On Wed 27.9.2017, the Commissioner released TDP2017/2, which is a discussion paper on the definition of ‘taxi’ for the purposes of the FBT Act.
The definition of ‘taxi’ is relevant to FBT for the purposes of 58Z of the FBT Act, which exempts employers from having to pay fringe benefits tax in respect of travel undertaken by their employees in a ‘taxi’ to or from work or elsewhere due to illness of the employee.
The ATO’s current document Fringe benefits tax – a guide for employers states, at 20.2: “The exemption is limited to travel in a vehicle licensed by the relevant State or Territory to operate as a taxi” and as such it does not extend to ride-sourcing services provided in a vehicle that is not so licensed to operate as a taxi.”

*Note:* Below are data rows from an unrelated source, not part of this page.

PR #443, opened 2019-09-04
Remove travis browserstack addon to fix HTTP error

jvanbruegge:
I saw that in master the setup is broken, we had the same issue in the cycle repo lately. This is the fix we used

### DIFF
--- a/karma.conf.js
+++ b/karma.conf.js
@@ -2,8 +2,7 @@ const ci = !!process.env.CI;
 const watch = !!process.env.WATCH;
 const live = !!process.env.LIVE;
 
-const identifier = process.env.BROWSERSTACK_LOCAL_IDENTIFIER;
-const ip = process.env.IP_ADDR;
+const ip = 'bs-local.com';
 
 const browserstack = require('./browserstack-karma.js');
 
@@ -35,9 +34,7 @@ module.exports = function(config) {
     },
     browserStack: {
       name: 'Snabbdom',
-      startTunnel: false,
       retryLimit: 3,
-      tunnelIdentifier: identifier,
     },
     browserNoActivityTimeout: 1000000,
     customLaunchers: browserstack,
--- a/.travis.yml
+++ b/.travis.yml
@@ -3,13 +3,7 @@ language: node_js
 node_js:
   - '6.10.1'
 script:
-  - export IP_ADDR=$(ip addr | grep eth -A 4 | grep 'inet ' | awk '{ print $2 }' | sed 's/\/..//')
   - npm test
-addons:
-  browserstack:
-    username: "snabbdombot1"
-    access_key:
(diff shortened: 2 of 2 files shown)


jvanbruegge:
@paldepind As you can see now the CI just does not pass because some tests fail is some browsers

paldepind:
Thanks a lot. I really appreciate it :+1: I'll uncomment the browsers that fail.

I have a quick question which you may know the answer to. I'm trying to create a BrowserStack badge that we can add to the readme. Then BrowserStack will upgrade us to their open source plan. They write this in their instructions:

> To add status badges to a project, you need to give it a project name. If you haven’t specified a project name for your builds / sessions, add the capability project: <project_name> in your test scripts.

When I look at the current projects we only have one named "Untitled Project". Do you know how we can change the configuration such that we get a project named "Snabbdom"?

karma.conf.js
```diff
@@ -2,8 +2,7 @@ const ci = !!process.env.CI;
 const watch = !!process.env.WATCH;
 const live = !!process.env.LIVE;
 
-const identifier = process.env.BROWSERSTACK_LOCAL_IDENTIFIER;
-const ip = process.env.IP_ADDR;
+const ip = 'bs-local.com';
```
paldepind: Why that ip?

jvanbruegge: That is a domain that browserstack owns and knows how to forward to the device. `localhost` or the old way do not work any more

jvanbruegge:
> When I look at the current projects we only have one named "Untitled Project". Do you know how we can change the configuration such that we get a project named "Snabbdom"?

Oh, yeah, forgot that. Just add `name: 'Snabbdom'` to the `browserStack` key in `karma.conf.js`. For the disclaimer this is what we wrote: https://github.com/cyclejs/cyclejs#thanks

jvanbruegge:
Oh, I saw that the name is already set, let me look for the other differences

paldepind:
In case it helps. To see the projects I used the following command:

```
> curl -u "snabbdombot1:Wx2FUSehQLBf3haqHphd" https://api.browserstack.com/automate/projects.json
[{"id":817691,"name":"Untitled Project","group_id":967240,"user_id":3319678,"created_at":"2019-09-04T09:35:51.000Z","updated_at":"2019-09-04T10:20:44.000Z"}]
```

jvanbruegge:
Maybe in the browserstack UI? I can not find differences to the cycle config

paldepind:
That's odd. It looks good to me as well.

For the time being I've added just a Travis badge and the same disclaimer as used in the CycleJS repo (I hope that is okay).

I've emailed BrowserStack to give us the full plan.

Thank you so much for helping set this up and for continuing to fix things.

jvanbruegge:
No problem, most of it was copy paste from cyclejs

However, the Federal Court decided, in Uber B.V. v FCT  FCA 110, that cars operating under the Uber system were ‘taxis’ for the purpose of the provision requiring taxpayers, with a turnover below the $75,000 threshold for registration, still had to register (s144-5 of the GST Act). Also, various States and Territories have, or are proposing to permit or licence Uber drivers (or their cars).
The central question the Paper deals with is whether the Court decision including Uber vehicles as ‘taxis’, for GST purposes, should be adopted for equivalent FBT purposes. Despite it seeming fairly obvious that it should, the Commissioner (a bit coyly) asks the following consultation questions:
22. Consultation Question (1)
- Should a ‘motor vehicle that is licensed to operate as a taxi’ be interpreted to mean a motor vehicle that is statutorily permitted to transport a passenger at his or her direction for the payment of a fare that will often, but not always, be calculated by reference to a taximeter?
- Should the definition of ‘taxi’ in subsection 136(1) of the FBT Act be interpreted to include not just vehicles licensed to provide taxi services, including rank and hail services, but ride-sourcing vehicles and other vehicles for hire?
- If the proposed definition is adopted, the result will be an expansion of the exemption. Are there consequences of taking this approach that we should be aware of?
- Have you identified any issues with the proposed interpretation of ‘taxi’ in its application to other provisions within the FBT Act?
COMMENTS on the Discussion Paper are due by 24 October 2017.
(Note: Taxi’ is also referred to in other parts of the FBT Act. Specifically: section 7, which refers to car benefits; section 8, which refers to exempt car benefits, and section 47, which refers to exempt residual benefits. The ATO does not, however, consider that an interpretation of the definition of ‘taxi’ that includes ride-sourcing vehicles and other vehicles for hire would affect the operation of these sections.)
FBT Act – exemption for certain taxi travel
58Z(1) [Single trip, to or from work]
Any benefit arising from taxi travel by an employee is an exempt benefit if the travel is a single taxi trip beginning or ending at the employee’s place of work.
58Z(2) [Taxi travel due to sickness or injury]
(b) is the whole or a part of the journey directly between any of the following:
(i) the employee’s place of work; or
(ii) the employee’s place of residence; or
(iii) any other place that it is necessary, or appropriate, for the employee to go as a result of the sickness or injury.
FBT Act – definition of ‘taxi’
136 In this Act, unless the contrary intention appears:
taxi – means a motor vehicle that is licensed to operate as a taxi.
GST Act – requirement for ‘taxi’ drivers to register (regardless of turnover)
144-5 Requirement to register
GST Act – definition of ‘taxi travel’
195-1 In this Act, except so far as the contrary intention appears:
taxi travel – means travel that involves transporting passengers, by taxi or limousine, for fares.